(Stored items)
[Start of Attachment]

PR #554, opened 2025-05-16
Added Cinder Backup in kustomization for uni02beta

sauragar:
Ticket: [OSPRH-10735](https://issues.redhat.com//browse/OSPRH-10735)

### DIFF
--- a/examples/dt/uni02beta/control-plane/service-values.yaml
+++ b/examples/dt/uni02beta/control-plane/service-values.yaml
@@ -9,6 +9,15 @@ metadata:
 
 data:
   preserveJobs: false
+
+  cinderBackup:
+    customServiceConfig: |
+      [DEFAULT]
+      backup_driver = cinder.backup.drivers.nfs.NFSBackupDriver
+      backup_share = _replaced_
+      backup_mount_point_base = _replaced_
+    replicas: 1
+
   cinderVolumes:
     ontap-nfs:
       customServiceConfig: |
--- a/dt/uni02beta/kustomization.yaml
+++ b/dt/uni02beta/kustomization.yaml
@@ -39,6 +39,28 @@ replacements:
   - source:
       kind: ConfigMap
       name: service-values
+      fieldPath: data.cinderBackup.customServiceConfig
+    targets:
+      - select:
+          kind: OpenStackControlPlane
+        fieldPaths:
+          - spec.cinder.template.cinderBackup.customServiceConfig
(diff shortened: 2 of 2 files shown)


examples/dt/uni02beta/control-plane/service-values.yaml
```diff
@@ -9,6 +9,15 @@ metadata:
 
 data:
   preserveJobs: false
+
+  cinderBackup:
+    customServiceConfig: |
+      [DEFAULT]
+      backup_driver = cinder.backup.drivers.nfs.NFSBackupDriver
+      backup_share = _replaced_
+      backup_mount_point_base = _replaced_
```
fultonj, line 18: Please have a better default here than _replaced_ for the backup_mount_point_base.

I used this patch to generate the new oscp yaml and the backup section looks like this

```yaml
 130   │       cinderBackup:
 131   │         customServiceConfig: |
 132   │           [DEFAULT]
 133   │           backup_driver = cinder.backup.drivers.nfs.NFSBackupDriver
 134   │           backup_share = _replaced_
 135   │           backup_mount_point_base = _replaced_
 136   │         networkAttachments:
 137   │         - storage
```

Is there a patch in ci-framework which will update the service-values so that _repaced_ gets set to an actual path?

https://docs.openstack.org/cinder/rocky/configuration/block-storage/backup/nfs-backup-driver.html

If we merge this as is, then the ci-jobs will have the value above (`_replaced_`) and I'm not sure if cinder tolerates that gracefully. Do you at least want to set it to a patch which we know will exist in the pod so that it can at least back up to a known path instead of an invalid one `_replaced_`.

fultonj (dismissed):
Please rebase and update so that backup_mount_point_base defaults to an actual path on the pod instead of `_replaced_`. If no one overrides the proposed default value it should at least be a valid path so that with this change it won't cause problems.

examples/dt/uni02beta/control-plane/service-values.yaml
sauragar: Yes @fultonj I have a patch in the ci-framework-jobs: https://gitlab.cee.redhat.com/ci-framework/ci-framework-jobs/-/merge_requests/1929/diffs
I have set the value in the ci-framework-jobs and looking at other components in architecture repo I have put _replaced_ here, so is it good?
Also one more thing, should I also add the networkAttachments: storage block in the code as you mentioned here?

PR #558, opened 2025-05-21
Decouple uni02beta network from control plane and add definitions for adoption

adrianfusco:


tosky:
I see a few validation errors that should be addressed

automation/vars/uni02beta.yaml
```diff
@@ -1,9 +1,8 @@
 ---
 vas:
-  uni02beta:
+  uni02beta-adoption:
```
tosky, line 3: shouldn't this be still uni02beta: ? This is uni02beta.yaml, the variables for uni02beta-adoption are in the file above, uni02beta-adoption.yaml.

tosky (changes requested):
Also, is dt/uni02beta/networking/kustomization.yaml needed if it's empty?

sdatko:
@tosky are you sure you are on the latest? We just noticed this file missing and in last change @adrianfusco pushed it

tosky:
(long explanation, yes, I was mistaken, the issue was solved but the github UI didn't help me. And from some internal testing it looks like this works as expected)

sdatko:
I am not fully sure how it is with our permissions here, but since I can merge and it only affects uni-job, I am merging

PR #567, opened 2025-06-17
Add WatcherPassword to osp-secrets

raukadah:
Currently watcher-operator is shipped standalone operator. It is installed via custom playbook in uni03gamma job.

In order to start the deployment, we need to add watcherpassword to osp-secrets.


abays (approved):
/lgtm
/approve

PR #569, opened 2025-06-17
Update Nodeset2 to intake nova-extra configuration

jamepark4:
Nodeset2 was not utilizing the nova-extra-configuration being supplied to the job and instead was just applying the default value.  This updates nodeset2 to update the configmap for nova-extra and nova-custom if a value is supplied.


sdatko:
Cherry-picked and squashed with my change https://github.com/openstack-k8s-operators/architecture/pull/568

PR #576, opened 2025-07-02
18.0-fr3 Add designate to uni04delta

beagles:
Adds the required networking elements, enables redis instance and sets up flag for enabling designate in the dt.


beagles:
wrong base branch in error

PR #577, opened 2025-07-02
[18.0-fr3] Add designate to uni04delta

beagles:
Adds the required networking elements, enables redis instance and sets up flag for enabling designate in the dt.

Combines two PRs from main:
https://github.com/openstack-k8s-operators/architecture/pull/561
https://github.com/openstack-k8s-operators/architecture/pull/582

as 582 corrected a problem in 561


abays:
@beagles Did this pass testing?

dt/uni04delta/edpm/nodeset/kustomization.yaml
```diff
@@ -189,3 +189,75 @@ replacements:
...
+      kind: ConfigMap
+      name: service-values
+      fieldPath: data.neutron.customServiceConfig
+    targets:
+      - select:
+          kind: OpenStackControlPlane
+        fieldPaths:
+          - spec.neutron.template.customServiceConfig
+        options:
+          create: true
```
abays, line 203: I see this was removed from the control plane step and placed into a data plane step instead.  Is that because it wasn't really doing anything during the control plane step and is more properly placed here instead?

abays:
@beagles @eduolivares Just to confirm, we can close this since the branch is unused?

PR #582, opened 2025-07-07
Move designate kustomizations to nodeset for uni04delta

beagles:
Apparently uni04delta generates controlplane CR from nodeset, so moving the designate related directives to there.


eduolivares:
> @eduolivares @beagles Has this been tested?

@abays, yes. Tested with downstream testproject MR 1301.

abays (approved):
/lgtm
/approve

[End of Attachment]
[Start of Attachment]

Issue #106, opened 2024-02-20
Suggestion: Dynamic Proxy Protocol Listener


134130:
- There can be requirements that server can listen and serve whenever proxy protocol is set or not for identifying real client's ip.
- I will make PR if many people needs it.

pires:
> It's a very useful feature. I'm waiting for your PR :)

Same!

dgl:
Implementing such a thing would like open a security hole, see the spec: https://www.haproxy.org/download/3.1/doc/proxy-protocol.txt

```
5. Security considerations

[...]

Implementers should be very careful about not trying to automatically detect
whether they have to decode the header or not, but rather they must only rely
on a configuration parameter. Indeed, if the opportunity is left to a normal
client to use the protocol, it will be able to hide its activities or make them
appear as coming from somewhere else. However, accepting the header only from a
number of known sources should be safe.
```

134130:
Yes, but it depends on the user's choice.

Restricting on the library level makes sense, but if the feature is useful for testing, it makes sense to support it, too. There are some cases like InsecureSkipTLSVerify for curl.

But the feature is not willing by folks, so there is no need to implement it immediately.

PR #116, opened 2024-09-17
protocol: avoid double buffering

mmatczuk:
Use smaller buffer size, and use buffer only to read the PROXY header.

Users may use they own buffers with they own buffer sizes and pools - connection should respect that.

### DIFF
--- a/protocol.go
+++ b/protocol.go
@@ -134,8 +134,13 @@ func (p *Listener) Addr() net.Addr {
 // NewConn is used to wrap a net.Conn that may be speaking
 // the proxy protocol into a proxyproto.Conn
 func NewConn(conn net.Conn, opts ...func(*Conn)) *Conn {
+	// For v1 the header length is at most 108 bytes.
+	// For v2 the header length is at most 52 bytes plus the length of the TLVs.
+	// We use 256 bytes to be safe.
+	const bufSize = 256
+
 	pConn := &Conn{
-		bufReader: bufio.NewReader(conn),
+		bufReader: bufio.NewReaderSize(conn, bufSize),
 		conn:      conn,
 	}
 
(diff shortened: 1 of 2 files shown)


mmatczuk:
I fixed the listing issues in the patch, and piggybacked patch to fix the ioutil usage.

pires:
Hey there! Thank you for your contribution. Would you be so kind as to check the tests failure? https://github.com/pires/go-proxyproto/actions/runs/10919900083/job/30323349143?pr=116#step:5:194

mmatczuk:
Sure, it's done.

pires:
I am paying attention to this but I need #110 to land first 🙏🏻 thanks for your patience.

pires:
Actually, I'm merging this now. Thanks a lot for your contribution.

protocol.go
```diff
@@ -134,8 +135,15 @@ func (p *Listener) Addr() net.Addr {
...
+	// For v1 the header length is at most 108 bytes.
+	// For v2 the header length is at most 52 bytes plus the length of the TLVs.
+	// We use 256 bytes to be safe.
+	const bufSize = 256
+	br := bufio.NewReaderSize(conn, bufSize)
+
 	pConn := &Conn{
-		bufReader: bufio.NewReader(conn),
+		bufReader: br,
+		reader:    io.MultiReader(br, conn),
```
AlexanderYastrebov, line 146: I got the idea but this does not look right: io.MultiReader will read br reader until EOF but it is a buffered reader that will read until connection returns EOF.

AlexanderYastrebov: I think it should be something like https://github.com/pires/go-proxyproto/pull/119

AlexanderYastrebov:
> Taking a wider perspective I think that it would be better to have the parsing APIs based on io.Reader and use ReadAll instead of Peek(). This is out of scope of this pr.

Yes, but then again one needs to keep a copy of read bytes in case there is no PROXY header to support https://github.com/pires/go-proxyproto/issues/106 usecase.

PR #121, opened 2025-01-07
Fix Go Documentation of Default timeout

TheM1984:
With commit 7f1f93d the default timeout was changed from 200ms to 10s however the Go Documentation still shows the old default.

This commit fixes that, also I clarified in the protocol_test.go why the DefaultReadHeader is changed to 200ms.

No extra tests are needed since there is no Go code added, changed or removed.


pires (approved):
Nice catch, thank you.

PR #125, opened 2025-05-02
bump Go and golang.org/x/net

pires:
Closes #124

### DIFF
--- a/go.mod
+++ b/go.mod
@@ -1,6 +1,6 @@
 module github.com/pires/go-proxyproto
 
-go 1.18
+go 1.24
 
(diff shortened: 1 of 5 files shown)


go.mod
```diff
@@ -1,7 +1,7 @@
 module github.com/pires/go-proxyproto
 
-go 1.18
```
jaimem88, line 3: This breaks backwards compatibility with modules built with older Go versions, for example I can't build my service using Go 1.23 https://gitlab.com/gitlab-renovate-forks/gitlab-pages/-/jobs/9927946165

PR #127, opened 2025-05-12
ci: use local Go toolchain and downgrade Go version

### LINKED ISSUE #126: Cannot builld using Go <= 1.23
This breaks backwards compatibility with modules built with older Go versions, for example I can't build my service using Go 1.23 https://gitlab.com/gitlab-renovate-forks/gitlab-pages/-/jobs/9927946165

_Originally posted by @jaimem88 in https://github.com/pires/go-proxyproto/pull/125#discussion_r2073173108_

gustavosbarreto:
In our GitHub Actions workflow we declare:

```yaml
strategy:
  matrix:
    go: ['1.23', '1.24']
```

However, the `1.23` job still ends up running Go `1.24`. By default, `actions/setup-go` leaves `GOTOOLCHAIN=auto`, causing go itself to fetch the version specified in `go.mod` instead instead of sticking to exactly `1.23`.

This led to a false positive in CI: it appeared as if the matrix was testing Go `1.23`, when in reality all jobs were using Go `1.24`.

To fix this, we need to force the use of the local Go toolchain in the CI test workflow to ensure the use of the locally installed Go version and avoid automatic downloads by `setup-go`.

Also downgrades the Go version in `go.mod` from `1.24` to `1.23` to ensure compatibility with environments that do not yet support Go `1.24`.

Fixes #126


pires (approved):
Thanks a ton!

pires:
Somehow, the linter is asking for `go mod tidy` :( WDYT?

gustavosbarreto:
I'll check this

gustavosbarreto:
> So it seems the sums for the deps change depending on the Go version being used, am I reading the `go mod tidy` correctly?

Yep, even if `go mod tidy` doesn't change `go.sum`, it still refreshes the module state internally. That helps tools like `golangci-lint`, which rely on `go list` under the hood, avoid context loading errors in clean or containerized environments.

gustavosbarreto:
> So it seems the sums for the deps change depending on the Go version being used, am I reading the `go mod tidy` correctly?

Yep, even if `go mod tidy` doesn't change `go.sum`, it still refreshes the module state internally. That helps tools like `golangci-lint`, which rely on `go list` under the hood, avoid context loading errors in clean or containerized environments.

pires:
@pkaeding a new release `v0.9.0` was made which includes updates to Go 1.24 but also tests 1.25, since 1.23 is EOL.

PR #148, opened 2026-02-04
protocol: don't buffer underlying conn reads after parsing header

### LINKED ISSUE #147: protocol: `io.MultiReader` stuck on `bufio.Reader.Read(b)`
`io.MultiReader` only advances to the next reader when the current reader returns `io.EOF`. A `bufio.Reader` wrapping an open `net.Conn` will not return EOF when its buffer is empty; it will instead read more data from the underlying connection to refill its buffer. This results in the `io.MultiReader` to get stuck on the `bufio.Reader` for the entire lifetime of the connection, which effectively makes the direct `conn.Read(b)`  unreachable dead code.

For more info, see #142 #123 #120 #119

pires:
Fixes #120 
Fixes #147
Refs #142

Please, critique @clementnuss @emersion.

[End of Attachment]

- EXERCISE -
Scan the records above and tell how many lines include the word "ensure"; the number is all that should be written.

- SOLUTION -
2